Default Values and Timers

Maximum event size: 256 KB

Maximum number of rules per event bus: 100 (default) but can be increased via service quota

Maximum number of targets per rule: 5

Maximum retries: 185 (default 24)

Maximum event age for retries: 86400 seconds (24 hours)

Archive retention: 1 hour to 365 days

Replay time window: must be within archive retention period

EventBridge SLA: 99.99% availability for event buses

How EventBridge Differs from CloudWatch Events

EventBridge is the successor to CloudWatch Events. While CloudWatch Events is still available, EventBridge offers additional features:

- Custom event buses - Partner event sources - Schema registry - Replay - Input transformers (more powerful) - Cross-account event buses For the exam, assume you should use EventBridge for new architectures, but be aware that CloudWatch Events may appear in legacy questions.

Walk-Through

1

Create a Custom Event Bus

Start by creating a custom event bus for your application. In the AWS Management Console, navigate to EventBridge, choose 'Event buses', and click 'Create event bus'. Enter a name (e.g., 'my-app-bus'). Optionally, add a resource-based policy to allow other accounts to send events to this bus. The bus is now ready to receive events. You can also use the AWS CLI: `aws events create-event-bus --name my-app-bus`. Each custom bus is isolated from others, so events from different applications don't mix. The default bus is automatically created and receives AWS service events.

2

Define an Event Pattern in a Rule

Create a rule on the custom bus to filter incoming events. In the console, go to 'Rules', click 'Create rule', select the custom bus, and enter a name. In the 'Event pattern' section, choose 'Custom pattern' and paste a JSON pattern. For example, to match events where 'source' is 'myapp' and 'detail.status' is 'error', use: `{"source":["myapp"],"detail":{"status":["error"]}}`. EventBridge will evaluate each event against this pattern. Only events that match will trigger the rule's targets. Patterns can include exact matches, prefix/suffix, numeric ranges, and logical OR (using arrays).

3

Configure Targets and Retry Policy

In the same rule, add one or more targets. Choose a target type (e.g., Lambda function) and select the specific resource. Optionally, configure input transformation to modify the event payload before sending. Set a retry policy: number of retries (0-185) and maximum event age (1-86400 seconds). For critical events, enable a dead-letter queue (SQS) to capture failed deliveries. Each target must have a unique ID within the rule. You can add up to 5 targets per rule. Save the rule; it will be enabled by default.

4

Enable Event Archiving

To use replay, create an event archive for the bus. In the console, go to 'Archives', click 'Create archive', select the event bus, enter an archive name, and set retention days (e.g., 30). The archive captures all events sent to the bus. You can also filter events to archive only specific ones using an event pattern. Archiving is charged per GB of events stored. Once created, the archive immediately starts capturing events. Without an archive, replay is not possible. Note that events that occurred before creating the archive cannot be replayed.

5

Replay Historical Events

To replay events, go to 'Replays' in the console, click 'Create replay', select the event source (the archive), set the time window (start and end time), choose the destination event bus (can be the same or different), and optionally add an event pattern to filter which events to replay. Click 'Start replay'. EventBridge will re-publish matching events to the destination bus. The replayed events have new event IDs and are processed like new events. Replay can take time; you can monitor its status. Use replay for testing rule changes or recovering from processing failures.

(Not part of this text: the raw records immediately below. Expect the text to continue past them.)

PR #1110, opened 2021-12-20
Update Maven Version For Triton Server README

dyastremsky:
The old version is no longer available, so this ticket updates the Maven version in the README.

### DIFF
--- a/.github/workflows/tritonserver.yml
+++ b/.github/workflows/tritonserver.yml
@@ -17,6 +17,6 @@ env:
 jobs:
   linux-x86_64:
     runs-on: ubuntu-18.04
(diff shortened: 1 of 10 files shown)


saudet:
Thanks! Let's use the archive instead to avoid this happening again:
https://archive.apache.org/dist/maven/maven-3/
/cc @jackyh

dyastremsky:
My pleasure. Makes sense! I switched to the archive link (3.8.4) and tested that it's working

saudet:
It looks like a new version of Triton has also just been released (21.12-py3), let's update that as well?
https://catalog.ngc.nvidia.com/orgs/nvidia/containers/tritonserver

dyastremsky:
Good eye. Done!

PR #1112, opened 2022-01-02
openvino: work in progress

bradh:


saudet:
@Grumpy141 @wureka @themarpe FYI, being able to call OpenVINO from Java may be useful to users of DepthAI.

themarpe:
Awesome @bradh - this would allow us to create `blobconverter` equivalent as we have it now in Python, but completely local.

Thanks saudet for the ping :)

saudet:
Duplicate of #1752

PR #148, opened 2021-09-24
Fix image-graph-env

jaytmiller:
Restored install of graphviz needed for image-graph-env dependency plotting
  by adding it dynamically for each plot.   It was removed due to package
  naming inconsistencies between conda and PyPi.


cslocum (approved):
Nice!

PR #166, opened 2021-11-05
Variable branch git-sync support

jaytmiller:
Added JH_CONTENT_VERSION env var used to define SDLC-specific values
  for content repo tags.
Defaults JH_CONTENT_VERSION=main in common Dockerfile.
JupyterHub YAML config like tike/config/prod.yaml overrides env var
  at runtime to something like jupyterhub-tike-ops.
Calls to git-sync in the container sync relative to $JH_CONTENT_VERSION
  if desired or continue to hard-code branch as they used to.


jaytmiller:
This should not be merged pending discussion of SDLC-account-specific branches.

cslocum:
I like this convention.  I know it needs more discussion, but I'm all on board with the SDLC-account-specific branches.

PR #167, opened 2021-11-05
Pinned Tensorflow and relatives ~= 2.7.x

jaytmiller:


jaytmiller:
I dropped Tensorflow for Tike back to 2.6 for that family of packages after discovering that Tensorflow~=2.7.0 broke at least one notebook.   Prior to this update,  Tike has a mismatched set of Tensorflow packages with some set to 2.7 and some set to 2.6.    This sets Tike everything uniformly to Tensorflow 2.6.

cslocum (approved):
Looks good to me 👍

PR #168, opened 2021-11-08
Put strings around awsudo calls (Required by awsudo v2)

cslocum:


jaytmiller (approved):
Looks great,  thanks!

PR #174, opened 2021-11-16
Update Mirage to latest PyPi version 2.2.0

jaytmiller:
Update/un-pin mirage version to pick up latest pypi (2.2.0 now) and rebuilt frozen requirements for jwebbinar.   Barring other inputs this is only recommended for merge after completion of the current jwebbinar.


cslocum (approved):
Looks good!

PR #176, opened 2021-11-29
Add check_cluster.py EKS and Hub health check script.

jaytmiller:
Added cluster_check.py to automate basic cluster and hub checks suitable for running automatically
  following push button or commit driven cluster and/or hub deployments,  or just as a quick look.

What This Looks Like on the Job

Enterprise Scenario 1: Centralized Security Event Monitoring

A large enterprise with multiple AWS accounts wants to centralize security events (e.g., CloudTrail API calls, GuardDuty findings) into a single account for analysis. They create a custom event bus in the central security account. In each member account, they create a rule on the default bus that matches security-related events (e.g., source: aws.cloudtrail) and sends them to the central bus using a cross-account target. The central account has a rule that sends all events to a Lambda function that logs them to a security information and event management (SIEM) system. They also enable archiving on the central bus with a 90-day retention for compliance. If the SIEM system goes down, they can replay events from the archive once it's back up. Common pitfalls: forgetting to set resource-based policies on the central bus to allow member accounts to put events, and not using a dead-letter queue for failed deliveries.

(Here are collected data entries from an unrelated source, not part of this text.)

PR #180, opened 2021-12-02
Update get-datadog-api-key

jmatuskey:
The current get-datadog-api-key gets extra text with the secret, this is also an improvement because it uses the query mechanism built in to awscli


cslocum (approved):
Sweet!  Thanks.

cslocum:
I forgot this was here and was about to PR my own fix.  So, I'm going to merge this instead...

PR #183, opened 2021-12-09
Cull unused tools scripts

jaytmiller:
Culled unused scripts from tools.   Simplified image-scan to reduce scripts.
Initial cleanup,  there's probably more we can delete.


.github/workflows/quality.yml
```diff
@@ -0,0 +1,54 @@
+name: Code Quality
+on:
+   schedule: # weekly
+     - cron: '0 0 * * 0'
+   push:
+      branches:
+        - main
+        - test
```
cslocum, line 8: Have we started using this branch scheme yet?

tools/efs-setup-crds
```diff
@@ -1,16 +0,0 @@
-#! /bin/bash
```
cslocum, line 1: Has this been made obsolete because we've added this to the helm configs?

tools/image-scan
```diff
@@ -1,7 +1,191 @@
...
+def get_scan_results(image_digest):
+    image_tag = os.environ["IMAGE_TAG"]
+    try:
+        return _get_scan_results(image_digest, image_tag)
+    except Exception:
+        print(
+            f"Failed fetching {image_tag}.  Trying for approved tag.", file=sys.stderr
+        )
+        if image_tag.startswith("unscanned-"):
+            return _get_scan_results(image_digest, image_tag[len("unscanned-") :])
```
cslocum, line 89: I must be missing something here.  How can we get results for an image that has not been scanned (to completion at least)?

cslocum (approved):
This is great Todd :)  Much cleaner!

I left a few questions, but none are blockers.

.github/workflows/quality.yml
jaytmiller: yeah.  push:main is essentiall merge PR.   push:test is a branch I sometimes create just to trigger tests on my fork to avoid messing with main.  (That said,  I'm inconsistent.)

tools/efs-setup-crds
jaytmiller: Jake has other methods.   I set this up in about 20 minutes for some webbinar at some point but (a) it's never been used for real and (b) I think it currently leaves files behind owned as root.   If we ever need it we can just back up in git.

tools/image-scan
jaytmiller: You're right,  it's possible this is just a logic error and ill-conceived  response to the error which started occurring when we started using unscanned-;  IMAGE_TAG basically became wrong in this context.

It's not out-of-the-question to drop the script altogether but IMHO it's still good to be able to fetch the results ourselves and correlate them to Ubuntu...  even though Ubuntu can never do anything about the results.

If you want to clean it up more post-merge,  have at it.

jaytmiller: One other possible thing:  if the scan fails,  it is never retagged.

cslocum: For sure.  It's definitely worth having around.  I think it's fine, I was just staring at it and wondering how that was supposed to be handled :+1:

PR #184, opened 2021-12-15
Check_cluster.py improvements

jaytmiller:
Fixed JH_HOSTNAME for jwebbinar dev.
Added pod log scanning
Added pod to node mapping
Added constants for NOTEBOOK_EC2_TYPE and MAX_RESTARTS.
Added builtin functions as source of check inputs.
Added rotated nodes only name check.
Misc improvements to error reporting,  dropped redundant "all pods" check
Turned off some formatting warnings from flake8 which made it past Black.
Added exception trapping for parser and assertion evaluation errors.
Added --exclude-groups.


cslocum (approved):
This is really great!  I'm liking this script a lot.

PR #185, opened 2021-12-16
Generalize get-datadog-key

cslocum:
Have the script accept either "api" or "app".

Update call to script in `deploy-datadog`.


jaytmiller (approved):
LGTM,  roll it out,  future generations can perfect get-datadog-key!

Enterprise Scenario 2: E-commerce Order Processing

An e-commerce platform uses a custom event bus for order events (order_placed, payment_received, shipment_created). Each event type triggers different workflows. For example, 'order_placed' events are sent to a Step Functions state machine that orchestrates inventory check, payment processing, and shipping. 'payment_received' events update a DynamoDB table. They use input transformers to add order metadata. To handle peak traffic (Black Friday), they rely on EventBridge's automatic scaling. They also enable archiving for 7 days to replay events if a downstream service fails. During a deployment, a misconfigured rule accidentally sent 'order_placed' events to a test Lambda, causing duplicate orders. They fixed the rule and replayed the affected events from the archive to the correct target. Lesson: always test rules in a staging environment and use dead-letter queues.

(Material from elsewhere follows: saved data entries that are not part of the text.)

PR #190, opened 2022-01-16
Finalize security update release.

jaytmiller:
Drops pip switches --no-build-isolation and --use-deprecated=legacy-solver.
  --no-build-isolation is handled by env-src-install when needed.
  --use-deprecated=legacy-solver caused apparent version 0.0.0 problems and is
  not consistently needed.

Remove obsolete jupyterlab v2 labextension installs from the
  jupyter-lab-extension-setup script.
Add -g to explicit npm installs to keep them from winding up in $HOME
  where they are unused unless running standalone.

Added env-npm-audit and env-yarn-audit scripts to address npm security concerns
  with any easily available fixes.  These are a WIP due to substantial growth
  in image size and not active.

Re-compile Tike with tweaked versions.

Added list of failed packages to test-imports output.

Added import tests to jwebbinar.

Improved roman-cal import tests.

Dropped obsolete roman cubeviz package from roman-cal in favor of jdaviz.

Limit image-build-all to floating images;  purpose: update frozen requirements all missions.


jaytmiller:
Once the build tests pass,  this is ready for review.   It includes R&D code for updating vulnerable node packages,  but it is not active.

deployments/common/image/common-scripts/env-npm-audit
```diff
@@ -0,0 +1,38 @@
+#! /bin/bash
```
cslocum, line 1: Awesome!

deployments/common/image/common-scripts/jupyter-lab-extension-setup
```diff
@@ -1,30 +1,14 @@
 #! /bin/bash
 
-set -eu
+set -eux
 
 jupyter nbextension enable --py --sys-prefix  ipyvuetify
 jupyter nbextension enable --py --sys-prefix  ipysplitpanes
 
-jupyter labextension install \
```
cslocum, line 8: Did you discover that installing packages this way was causing problems?  (versus npm installs)

cslocum (approved):
This is really great work!  Nice job.

I left a few comments, none of them are blockers, mostly my own curiosity.

deployments/common/image/common-scripts/jupyter-lab-extension-setup
jaytmiller: I think those are all obsolete now due to JL  packaging improvements.   So e.g. for ipyvuetify the install instructions say:
`
$ pip install ipyvuetify
$ jupyter nbextension enable --py --sys-prefix ipyvuetify

# for Jupyter Lab < 3
$ jupyter labextension install jupyter-vuetify
`
and we are using jupyterlab 3+.   I think these days all the JL stuff happens in the pip install.

Likewise,  for the npm installs,  since the old installs did not say -g (global),  they were being installed in $HOME and not even visible on our hubs.   So I think they can all be removed,  although pip may be duplicating that work and will nominally still be there.

cslocum: Ah, thanks for that explanation, makes good sense.

jaytmiller:
The notebook tests for Tike are failing but I don't believe it is related to this build.    There are ".NET" failures and one of the setup actions done for image builds is to remove .NET to free up storage space.   For the sake of Jwebbinar I'm merging this now.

Scenario 3: SaaS Integration with Partner Events

A company uses Datadog for monitoring. They configure a partner event source in EventBridge to receive Datadog alerts. A rule on the partner bus matches high-severity alerts and triggers an SNS topic that sends SMS to on-call engineers. They also archive partner events for 30 days. When Datadog had an outage, they missed some alerts. After recovery, they replayed the missed alerts from the archive. This required that archiving was enabled before the outage. Common mistake: assuming partner events are automatically archived; you must explicitly create an archive on the partner bus.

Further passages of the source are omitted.